Unlocking Efficient Vehicle Dynamics Modeling via Analytic World Models

TL;DR

This work extends differentiable simulation from policy learning to world modeling by introducing Analytic World Models (AWMs) that predict, prescribe, and counterfact actions in autonomous driving. By embedding three predictor tasks—relative odometry, optimal planners, and inverse optimal state estimation—within an end-to-end differentiable graph built on Waymax, the approach enables efficient learning with backpropagation through the environment dynamics. The AWMs, trained alongside a policy under Analytic Policy Gradients, achieve stronger reactive performance, accurate imagined futures, and useful confidence signals, and they enable model-based action selection via MPC. Overall, the method demonstrates that DiffSim can substantially enhance decision-making beyond reactive control in autonomous driving, with potential for broader, real-time, end-to-end world modeling.

Abstract

Differentiable simulators represent an environment's dynamics as a differentiable function. Within robotics and autonomous driving, this property is used in Analytic Policy Gradients (APG), which relies on backpropagating through the dynamics to train accurate policies for diverse tasks. Here we show that differentiable simulation also has an important role in world modeling, where it can impart predictive, prescriptive, and counterfactual capabilities to an agent. Specifically, we design three novel task setups in which the differentiable dynamics are combined within an end-to-end computation graph not with a policy, but a state predictor.

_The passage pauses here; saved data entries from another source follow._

PR #295, opened 2023-11-06
Allow 'true' as option for Record-type params

adicco:
This would enable the following syntax:

```ts
// Let's assume this returns an array of paths like
// ['/some/:path', '/some/other/route']
// And that the files in the pages/ folder all export some Handlers
const dynamicRoutes = glob("pages/**/index.tsx");

const app = new Elysia();

dynamicRoutes.map(path =>
  app.
    .get(path, (ctx) => {
        // ctx.params is of type Record<string, string>
      },
      {
        params: true
      }
    )
)
```

While at the moment you get:.

```ts
const app = new Elysia()
  .get('/whatever/route/with/maybe/params' as string,
  (ctx) => {
    // ctx.params is of type never
  })
```

Which would greatly enable the flexibility of Elysia, particularly when it comes to building frameworks on top of it. Handlers can then have their own inner validation of the params.

### DIFF
--- a/src/types.ts
+++ b/src/types.ts
@@ -168,7 +168,9 @@ export type UnwrapRoute<
 	> extends infer A extends Record<string, any>
 		? A
 		: undefined
-	params: UnwrapSchema<
+	params: Schema['params'] extends true
+	?  Record<string, string>
+	: UnwrapSchema<
 		Schema['params'],
 		Definitions
 	> extends infer A extends Record<string, any>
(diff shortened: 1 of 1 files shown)


adicco:
Actually, I am thinking that exporting handlers might not be the best way to proceed, and I should rather export full Elysia instances, which I can then dynamically import and `use`.

SaltyAom:
I'm not sure what you are trying to do, how is this difference from [Wildcard](https://elysiajs.com/concept/route.html#wildcard)?

adicco:
> I'm not sure what you are trying to do, how is this difference from [Wildcard](https://elysiajs.com/concept/route.html#wildcard)?

Wildcard is typed as a TS literal and so can match your "*" type inference. If I use a `string` variable it will not infer the proper params and type it to `never`.

But I think I have found another way to do what I wanted, which uses dependency injection and is more in line with Elysia's philosophy. I was coming more from a Next.js approach but this does not seem to fit too well.

PR #314, opened 2023-11-16
Fix Unable to dereference schema with  'undefined' when using t.Ref

dungps:
When I define a typebox object with `$id` at `Elysia.model` and I use `t.Ref` in hooks then it will throw the error `Unable to dereference schema with $id 'undefined'` when starting the server.

This PR will add model references to TypeCompiler.Compile to fix this issue.

Error example:

```
new Elysia()
    .model({
        user: t.Object(
            {
                id: t.Number()
            },
            {
                $id: "user"
            }
        )
    })
    .get(
        "/",
        () => ({
            success: true,
            data: {
                id: 1
            }
        }),
        {
            response: {
                200: t.Object({
                    success: t.Boolean(),
                    data: t.Ref("user")
                })
            }
        }
    )
    .listen(3000)
```

### DIFF
--- a/src/utils.ts
+++ b/src/utils.ts
@@ -168,7 +168,7 @@ export const getSchemaValidator = (
 			Code: () => ''
 		} as unknown as TypeCheck<TSchema>
 
-	return TypeCompiler.Compile(schema)
+	return TypeCompiler.Compile(schema, Object.values(models))
 }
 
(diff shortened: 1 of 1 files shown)


SaltyAom:
Error occurs from sensitive header case, will fix that on local.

This allows us to learn relative odometry, optimal planners, and optimal inverse states. We collectively call these predictors Analytic World Models (AWMs) and demonstrate how differentiable simulation enables their efficient, end-to-end learning. In autonomous driving scenarios, they have broad applicability and can augment an agent's decision-making beyond reactive control.

Paper Structure

This paper contains 11 sections, 5 equations, 5 figures, 8 tables.

Figures (5)

  • Figure 1: Differentiable simulation for world modeling. Previously, differentiable simulation has been used to train controllers using analytic policy gradients (bottom). Our contribution is in applying it for learning relative odometry, state planning, and inverse state estimation (top).
  • Figure 2: The benefits of differentiable simulation. Methods that do not use DiffSim, e.g. behavior cloning, shown in red, are trained to minimize a loss in the action space. If the dynamics are nonlinear (here with a jump at the action $\bar{a}$), the distribution of the outcome could be bad. DiffSim-based methods (blue) minimize a loss directly in the outcome space and the learned action distributions are tighter.
  • Figure 3: Predictions from the relative odometry. We condition the ego-agent (blue) to go offroad, turn, or accelerate. The imagined trajectories, shown as scattered colored circles, represent the imagined future locations of the ego-vehicle in the next 1 second, plotted in different colors at the times 1s, 2s, ..., 7s throughout the episode. They align with the actual realized trajectory, which implies that the agent can imagine its future motion accurately. The ground truth historic trajectory is added for reference.
  • Figure 4: Trajectories obtained by using the optimal planner. They are realistic and resemble those from the policy. Training such planners is possible due to the analytically available dynamics and inverse kinematics, to drive the action selection.
  • Figure 5: Realized trajectory colored according to the log-norm of the predicted inverse state displacements. Since the ego-vehicle drives faster than the expert, the norm of the optimal inverse state predictions gradually increases.